Estes programas precisam ser reestruturados e readequados o mais breve possível, senão essa luta será contínua e sem sucesso. É necessário que os programas e políticas de saúde sejam discutidos com a comunidade, se ouçam os especialistas e todas as outras pessoas que possam contribuir para que essas políticas e programas sejam mais eficientes, eficazes e aplicadas à realidade social do país.

“É inaceitável que precisemos comprar água destilada para injeções”

Na sua opinião, quais seriam as medidas imediatas para melhorar o Sistema Nacional de Saúde?
A primeira seria a reestruturação das políticas de programas de saúde, a segunda é a restruturação e apetrechamento das unidades de saúde, incluindo de equipamentos hospitalares, farmacológicos, materiais gastáveis e não gastáveis e recursos humanos suficiente e capacitados. O terceiro ponto é a democratização do Ministério da Saúde para que possa estar mais próximo ao cidadão, aos especialistas, as necessidades do povo e a realidade social que se vive, a nomeação de gestores comprometidos com o alto desempenho e não com o autoritarismo.

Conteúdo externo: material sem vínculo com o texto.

Issue #928, opened 2023-09-04
[DB Scalability] Java changes corresponding to the Cluster_Name and Indexes


khansaad:
Java related changes needed for the DB Scalability updates:

1. Add cluster_name in all SQLs
2. Create indexes in the results and recommendations table

rbadagandi1:
This is completed as part of V0.0.19 release

PR #931, opened 2023-09-05
Add indices for clusterName and interval endtime in results table

khansaad:
This PR adds the indices for clusterName and interval endtime in results table as part of the epic https://github.com/kruize/autotune/issues/928


msvinaykumar (approved):
LGTM

PR #948, opened 2023-09-15
Update Partition Creation Strategy

khansaad:
This PR updates the partition creation strategy.

- Changed logic to create partition for the rest of the month from the day on which the results are inserted.


dinogun:
@khansaad does this take care of the scenario where the results come out of order? Eg. If I get results for say 10-Sep first and then 09-Sep

msvinaykumar (approved):

PR #950, opened 2023-09-15
DB partition changes

msvinaykumar:


src/main/java/com/autotune/analyzer/services/UpdateResults.java
```diff
@@ -59,10 +59,14 @@ public class UpdateResults extends HttpServlet {
...
     private static final Logger LOGGER = LoggerFactory.getLogger(UpdateResults.class);
     public static ConcurrentHashMap<String, PerformanceProfile> performanceProfilesMap = new ConcurrentHashMap<>();
+    public static ConcurrentHashMap<String, KruizeObject> mainKruizeExperimentMAP;
 
     @Override
     public void init(ServletConfig config) throws ServletException {
         super.init(config);
+        mainKruizeExperimentMAP = (ConcurrentHashMap<String, KruizeObject>) config.getServletContext().getAttribute(AnalyzerConstants.EXPERIMENT_MAP);
+        if (mainKruizeExperimentMAP == null)
+            mainKruizeExperimentMAP = new ConcurrentHashMap<>();
```
dinogun, line 69: What is the scope of this object?  Why is this not part of `doPost`

src/main/java/com/autotune/utils/KruizeConstants.java
```diff
@@ -189,6 +189,7 @@ public static final class JSONKeys {
         public static final String INTERVAL_START_TIME = "interval_start_time";
```
dinogun, line 189: Is this file really needed for this PR? Not really important but this seems to be part of the perf profile changes

dinogun (commented):
@msvinaykumar to ensure that the ROS team does not have to make any changes in the 0.0.19_rm release, I'd suggest that the `cluster_name` has to be non-null in update_results NOT be enforced in this PR. We can enforce it in 0.0.20 along with both createExperiment and updateResults at the same time

dinogun (commented):
Looks like the migrations folder is missing

src/main/java/com/autotune/analyzer/services/UpdateResults.java
msvinaykumar: removed

dinogun (approved):
LGTM

PR #967, opened 2023-09-26
Script to gather Kruize metrics

kusumachalasani:
Python script to gather kruize metrics


tests/scripts/kruize_metrics.py
```diff
@@ -0,0 +1,357 @@
...
+        elif opt == '-r':
+            resultsfile = arg
+            
+    if '-t' not in sys.argv:
+        time_duration = "60m"
+    if '-q' not in sys.argv:
+        queries_type = "increase"
+    if '-d' not in sys.argv:
+        duration = None
+    if '-p' not in sys.argv:
```
dinogun, line 270: Make this as the default as a casual user just wants to know what the data looks like

tests/scripts/kruize_metrics.py
```diff
@@ -0,0 +1,357 @@
...
+    global time_duration 
+    global queries_map
+    global getOneDataPoint
+    global resultsfile
+    global namespace
+
+    try:
+        opts, args = getopt.getopt(argv,"h:c:s:d:t:q:p:r:")
+    except getopt.GetoptError:
+        print("kruize_metrics.py -c <cluster type> -s <server>")
```
dinogun, line 243: If you dont provide any parameters, the script should print the help message

tests/scripts/kruize_metrics.py
```diff
@@ -0,0 +1,357 @@
...
+    if '-t' not in sys.argv:
+        time_duration = "60m"
+    if '-q' not in sys.argv:
+        queries_type = "increase"
+    if '-d' not in sys.argv:
+        duration = None
+    if '-p' not in sys.argv:
+        getOneDataPoint = "false"
+    if '-r' not in sys.argv:
+        resultsfile = "kruizemetrics.csv"
```
dinogun, line 273: Both at the start and completion of the script, the output file should be mentioned

tests/scripts/kruize_metrics.py
dinogun: It is not clear what is the server here for a first time user, please elaborate in the help message

dinogun: Since cluster type is fixed, print the options

dinogun: If it is unable to access the server port, it should catch the error and print a helpful message as this would be the most common error

tests/scripts/kruize_metrics.py
kusumachalasani: Done.

tests/scripts/kruize_metrics.py
kusumachalasani: Done.

dinogun:
@kusumachalasani The `server` parameter needs to be explained more ... it is still not clear

tests/scripts/kruize_metrics.py
```diff
@@ -0,0 +1,359 @@
+"""
```
dinogun, line 1: Please move this to the ${ROOT_DIR}/scripts folder and not tests

dinogun (approved):
LGTM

O saque do erário público e a política de mais ou menos fazer que, na verdade acabam sendo os maiores assassinos em tempo de paz. Quero aqui deixar claro que o gestor de saúde não pode ser apenas o médico, todos os outros profissionais de saúde são dignos de gestão dos serviços de saúde, inclusive a direcção do Ministério da Saúde.

O sistema de saúde não prevê isso?
Angola é um país com um sistema de saúde muito medicalizado e com desvalorização de outros profissionais o que acaba por contribuir para o fracasso do Sistema Nacional de Saúde.

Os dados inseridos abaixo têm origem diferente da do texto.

PR #969, opened 2023-09-28
Fix term threshold

bharathappali:
n order to enhance the recommendation generation process, this PR builds upon the existing logic outlined in [PR #968](https://github.com/kruize/autotune/pull/968). The primary objective is to introduce the concept of maximum data thresholds for each term, where the threshold is defined as the TERM_DURATION plus an additional 6 hours of data.

To achieve this, the proposed modification focuses on optimizing the monitoringStartTime function. Instead of simply retrieving a list of timestamps until the monitoring start time (Calculated based on sum of duration in mins value), the function has been adjusted to provide a value that aligns with the defined data thresholds. This adjustment ensures that the recommendation generation process remains consistent while accommodating the new data threshold requirements.

PS: This PR is built on top of #968 so it should be merged before merging this PR.

### DIFF
--- a/src/main/java/com/autotune/analyzer/recommendations/RecommendationConstants.java
+++ b/src/main/java/com/autotune/analyzer/recommendations/RecommendationConstants.java
@@ -654,6 +654,10 @@ public class RecommendationConstants {
         public static final Double MEM_SPIKE_BUFFER_DECIMAL = 0.05;
         public static final Double DEFAULT_CPU_THRESHOLD = 0.1;
         public static final Double DEFAULT_MEMORY_THRESHOLD = 0.1;
+
+        public static final int THRESHOLD_HRS_SHORT_TERM = 6;
+        public static final int THRESHOLD_HRS_MEDIUM_TERM = 6;
+        public static final int THRESHOLD_HRS_LONG_TERM = 6;
     }
 
     public static final class RecommendationNotificationMsgConstant {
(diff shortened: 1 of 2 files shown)


src/main/java/com/autotune/analyzer/recommendations/RecommendationConstants.java
```diff
@@ -654,6 +654,10 @@ public static final class RecommendationValueConstants {
         public static final Double MEM_SPIKE_BUFFER_DECIMAL = 0.05;
         public static final Double DEFAULT_CPU_THRESHOLD = 0.1;
         public static final Double DEFAULT_MEMORY_THRESHOLD = 0.1;
+
+        public static final int THRESHOLD_HRS_SHORT_TERM = 6;
```
msvinaykumar, line 658: is it worth setting this threshold from app config ? so that code change is not required.

msvinaykumar (approved):
I've examined this code within my local environment, and it appears to be functioning correctly. We can schedule a call to confirm the setup and test the cases as we proceed.

src/main/java/com/autotune/analyzer/recommendations/RecommendationConstants.java
bharathappali: Yes that's a great idea, we can have an app config entry for this with which we can make user to tune it and make these entries as default values.

dinogun (approved):
LGTM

Antes de se contratar empresas e especialistas no estrangeiro para prestar assessoria, serviços e outros procedimentos no nosso sistema de saúde, é necessário a abertura de editais e concursos, para verificar se não estamos buscando fora os profissionais que já temos aqui.

Muitos de nós estudamos com os profissionais que trazem do estrangeiro e fomos os melhores alunos nas salas onde eles estudaram.

E por último, mas não sendo o menos importante, acreditamos que em 45 anos de Independência não se concebe mais sermos totalmente dependentes do estrangeiro na industrialização farmacêutica. É inaceitável que ainda precisemos comprar água destilada para injecções e infusões, que é uma coisa que eu produzia num pequeno laboratório na universidade durante o mestrado, inclusive até água ultra-pura.

O mesmo acontece com materiais como o algodão…
Não se concebe que ainda importamos algodão, gases, adesivos, zaragatoa que é quase um cotonete só que com palito de plástico e muitos outros materiais de fácil produção e de baixo custo de industrialização.

Aliás, está mais do que na hora de o país incentivar a vinda de algumas indústrias farmacêuticas em Angola para produzirem localmente os produtos farmacêuticos mais consumidos no nosso país.

Não dá para continuarmos a depender dos outros em tudo, precisamos criar centros de investigação em saúde que resolvam os problemas reais de saúde do país, para reduzirmos a necessidade de buscar serviços médicos noutros países como tem sido frequente desde que nos conhecemos como país, ao ponto mesmo de quem governa sair do país, por meses, para receber tratamento no estrangeiro, isso parece um verdadeiro contrassenso.